The reader next meets Sassafrass in Los Angeles, where she lives with Mitch, a struggling and self-destructive jazz saxophonist. Sassafrass is working to find her creative niche, still weaving and cooking, but pining to get to an artists’ colony in New Orleans. She eventually leaves Mitch in LA, moving to San Francisco to live with her younger sister Cypress. Sassafrass exists on the periphery of Cypress’ bright and full world for some time, planning to dance and write in hopes of regaining herself outside of Mitch’s abuse. After a while, Sassafrass returns to LA and Cypress decides to pursue a professional dance career, which eventually lands her back in New York City.

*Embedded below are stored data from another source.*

PR #6140, opened 2022-04-06
Disable editing of tracing dependent options in right tabs in read only mode

### LINKED ISSUE #6136: In read-only mode, user input is accepted but silently discarded
[Link to Discuss](https://discuss.webknossos.org/t/in-read-only-mode-user-input-is-accepted-but-silently-discarded/1717/2)

Ideally, in read-only, nothing should be editable (UI should be disabled). Can we enforce this somehow?

Doublecheck:
- comments
- trees
- bounding boxes
- segments

MichaelBuessemeyer:
This PR disables all editing options of the right border tabs which are tracing dependent when the tracing is in read-only mode. This includes the skeleton tab, the comments tab, and the bounding box tab. Each disabled option gets a tooltip telling the user this option is disabled due to read-only mode. 

Note that I could not find any setting in the segments tab that seems to take effect in opening the same tracing in read-only mode. 

- https://disableeditinginreadonlymode.webknossos.xyz
- Due to making a dataset public, it might be better to test this locally.

### Steps to test:
- Create a hybrid tracing with some trees and group them. Create at least one bounding box, and comment a few skeleton nodes.
- Then make the dataset publicly available (or choose an already public available dataset). Next also make the tracing public and open it via the sharing link in a private / incognito tab.
- Try to edit the skeletons, commends, and bounding boxes in the read-only version of the tracing in the private tab. It should not be possible except for a few settings like visibility and sorting.

### Issues:
- fixes #6136

------
- ~~[ ] Adapted [wk-libs python client](https://github.com/scalableminds/webknossos-libs/tree/master/webknossos/webknossos/client) if relevant API parts change~~
- [x] Ready for review


frontend/javascripts/messages.js
```diff
@@ -160,6 +160,7 @@ instead. Only enable this option if you understand its effect. All layers will n
   "tracing.compound_project_not_found":
     "It looks like this project does not have a single task completed. Make sure that at least one task of this project is finished to view it.",
   "tracing.no_allowed_mode": "There was no valid allowed annotation mode specified.",
+  "tracing.read_only_mode_notification": "This tracing is in read-only mode and cannot be updated.",
```
daniel-wer, line 163:
```suggestion
  "tracing.read_only_mode_notification": "This annotation is in read-only mode and cannot be updated.",
```

frontend/javascripts/oxalis/view/right-border-tabs/comment_tab/comment_tab_view.js
```diff
@@ -87,6 +87,7 @@ function getCommentSorter({ sortBy, isSortedAscending }: SortOptions): Comparato
 
 type StateProps = {|
   skeletonTracing: ?SkeletonTracing,
+  allowUpdates: boolean,
```
daniel-wer, line 90: I'd rename this to `allowUpdate` without the "s" to stay consistent

frontend/javascripts/oxalis/view/right-border-tabs/comment_tab/comment_tab_view.js
```diff
@@ -426,18 +431,27 @@ class CommentTabView extends React.Component<PropsWithSkeleton, CommentTabState>
                   />
                   <InputComponent
                     value={activeCommentContent}
-                    disabled={activeNodeMaybe.isNothing}
+                    disabled={isEditingDisabled}
+                    title={
+                      !this.props.allowUpdates
```
daniel-wer, line 436: Minor, feel free to ignore, but usually it's easier for a reader to parse this kind of condition if the "!" is dropped and the if/else is swapped. Same for the condition in line 449.

frontend/javascripts/oxalis/view/right-border-tabs/skeleton_tab_view.js
```diff
@@ -649,7 +656,7 @@ class SkeletonTabView extends React.PureComponent<Props, State> {
   }
 
   getSelectedTreesAlert = () =>
-    this.state.selectedTrees.length > 0 ? (
+    this.state.selectedTrees.length > 0 && this.props.allowUpdate ? (
```
daniel-wer, line 659: Why should this alert be disabled, it only helps to deselect the selection, doesn't it? If anything, shouldn't the tree selection itself be disabled, instead? However, I don't think that's important since it cannot be used to modify anything as far as I can see.

frontend/javascripts/oxalis/view/right-border-tabs/skeleton_tab_view.js
```diff
@@ -729,27 +737,45 @@ class SkeletonTabView extends React.PureComponent<Props, State> {
...
+                        : "Delete Selected Trees"
+                    }
+                    disabled={isEditingDisabled}
                   >
                     <i className="far fa-trash-alt" />
                   </ButtonComponent>
                   <ButtonComponent
                     onClick={this.toggleAllTrees}
-                    title="Toggle Visibility of All Trees (1)"
+                    title={
```
daniel-wer, line 762: Since the shortcuts and check boxes to toggle tree visibility still work, these two buttons could remain enabled, I would say. Toggling tree visibility is one of the things that should remain possible in read-only mode in my opinion.

daniel-wer (commented):
Nice work! I didn't spot any issues regarding the right tabs during my testing.

However, the context menu still offers a lot of functionality to edit the annotation. I know this was not specifically mentioned in the issue description, but it would be worthwhile to tackle this as well. For example, it's possible to create bounding boxes (which works - I think to make sure this never works in read-only the reducer should be adjusted), and it is offered to delete nodes, merge trees, delete edges, floodfill segments, etc...

Of course this could also be done as a followup PR.

MichaelBuessemeyer:
> However, the context menu still offers a lot of functionality to edit the annotation. I know this was not specifically mentioned in the issue description, but it would be worthwhile to tackle this as well. For example, it's possible to create bounding boxes (which works - I think to make sure this never works in read-only the reducer should be adjusted), and it is offered to delete nodes, merge trees, delete edges, floodfill segments, etc...

@daniel-wer Would you suggest to disabled the options and add a tooltip to them (just as it is done in the tabs on the right) or should I just not render the options? 🤔 

I am leaning towards not rendering the options that try to modify a tracing are not rendered at all. The disabled options on the right and the hint in the navbar should be enough for the user do understand why nothing can be edited, right?


Another question: I thought that the bounding boxes being editable in a read-only tracing is/was intended. Is it not?

frontend/javascripts/oxalis/view/components/input_component.tsx
```diff
@@ -103,20 +95,34 @@ class InputComponent extends React.PureComponent<InputComponentProps, InputCompo
...
-        onChange={this.handleChange}
-        onFocus={this.handleFocus}
-        onBlur={this.handleBlur}
-        value={this.state.currentValue}
-        onPressEnter={onPressEnter != null ? onPressEnter : defaultOnPressEnter}
-        onKeyDown={this.blurOnEscape}
-      />
-    );
+    let input;
+    if (isTextArea) {
```
daniel-wer, line 99: Why was it needed to split this up and duplicate the instantiation code?

daniel-wer (commented):
Code LGTM :+1: 

Do you plan to address the context menu in this PR or will you create a follow up issue? In any case, I would at least re-add the possibility to add bounding boxes in the bbox tab since we agree that this should be possible in read-only mode.

MichaelBuessemeyer:
> I'm also leaning towards not rendering to keep the context menu slim in read-only.

Context menu options that manipulate the annotation are no longer present in the context menu, in case the annotation is read only. 🎉 


> Whichever way, the two UIs should be consistent, I think :) Thinking about it, I would prefer to allow to create and edit bounding boxes in read-only. I've used this feature a lot in the past in view mode to find the largest bounding box of a dataset that doesn't contain black borders, for example.

I just read this, after making my last commit, which disables manipulating the bounding boxes in read-only mode (except hiding / showing them). It should be easy to reenable them. My question is: How did you manipulate a bounding box in read-only mode? The bounding box tool is not enabled in read-only mode 🤔. By only changing the number input in the bounding box tab?

frontend/javascripts/oxalis/view/components/input_component.tsx
MichaelBuessemeyer: I think I introduced this if/else in the typescript pr because typescript was complaining about something and this if/else fixed the error.

After a closer look, I could fix the problem now :)

daniel-wer: Awesome, thanks for having another look :+1:

daniel-wer (approved):
Looks very good to me :+1: 

> I just read this, after making my last commit, which disables manipulating the bounding boxes in read-only mode (except hiding / showing them). It should be easy to reenable them. My question is: How did you manipulate a bounding box in read-only mode? The bounding box tool is not enabled in read-only mode thinking. By only changing the number input in the bounding box tab?

I think, I just created a bounding box using the context menu, but wasn't able to modify it, since you disabled the inputs in the bounding box tab in this PR.

Personally, I would be in favor of allowing to create and manipulate bounding boxes in read-only annotations since I use this feature from time to time in "View" mode. However, I can see that it's not really consistent with disallowing all other modifications, especially for read-only annotations and could potentially lead to confusion. I would also be fine with having to create an annotation to create and modify bounding boxes in the future. So let's go with the way it is currently implemented in this PR (no bbox creation/modification allowed in read-only) unless @philippotto has another opinion on this?

philippotto:
> Personally, I would be in favor of allowing to create and manipulate bounding boxes in read-only annotations since I use this feature from time to time in "View" mode. However, I can see that it's not really consistent with disallowing all other modifications, especially for read-only annotations and could potentially lead to confusion. I would also be fine with having to create an annotation to create and modify bounding boxes in the future. So let's go with the way it is currently implemented in this PR (no bbox creation/modification allowed in read-only) unless @philippotto has another opinion on this?

Exactly my thoughts. It can be very practical to create/edit bboxes in view-mode, but creating a new annotation in that scenario is acceptable from the UX. The upside is the consistency. So, let's take that route for now :+1:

There, the middle sister finds community amongst feminist and/or lesbian dance collectives, along with a new way of expressing through her body. Idrina, along with Ixchell, Laura, Celine and others, become important characters in Cypress’ image of her self, and after breaking off an intense romantic relationship with Idrina, the dancer found herself unmoving and frequenting late-night dive bars. Coincidentally, in one of those bars Cypress found Leroy McCullough, an old musician friend from San Francisco. After a fateful night together, Cypress and Leroy seemingly reinvigorate each other’s creativity, living and loving together until Leroy leaves for a summer European tour. During Leroy’s absence, Cypress revisits Idrina and recounts an arguably post-apocalyptic dream where women are punished for childbirth and men are locked away.
During that same summer, Cypress joins a dance company that raises money to support the Civil Rights Movement and Leroy asks to marry her before she starts on her first tour with the group. The reader is then taken back into Sassafrass’ world, where she has been living in The New World Found Collective with Mitch for over a year. There, Sassafrass is undergoing the process of initiation into santería as Mitch slips further into a downward spiral. To shake the bad spirit of her man, Sassafrass performs a sort of exorcist as the deity Oshun came into her body and she decides to return home to the South, without Mitch.
Finally, the reader re-enters Indigo’s spheres, where she has been studying violin and midwifery in her Charleston town. Sassafrass has come home and is in labor, with Indigo delivering the baby and Cypress and Mama close at hand, coaxing “a free child”〔 into their world.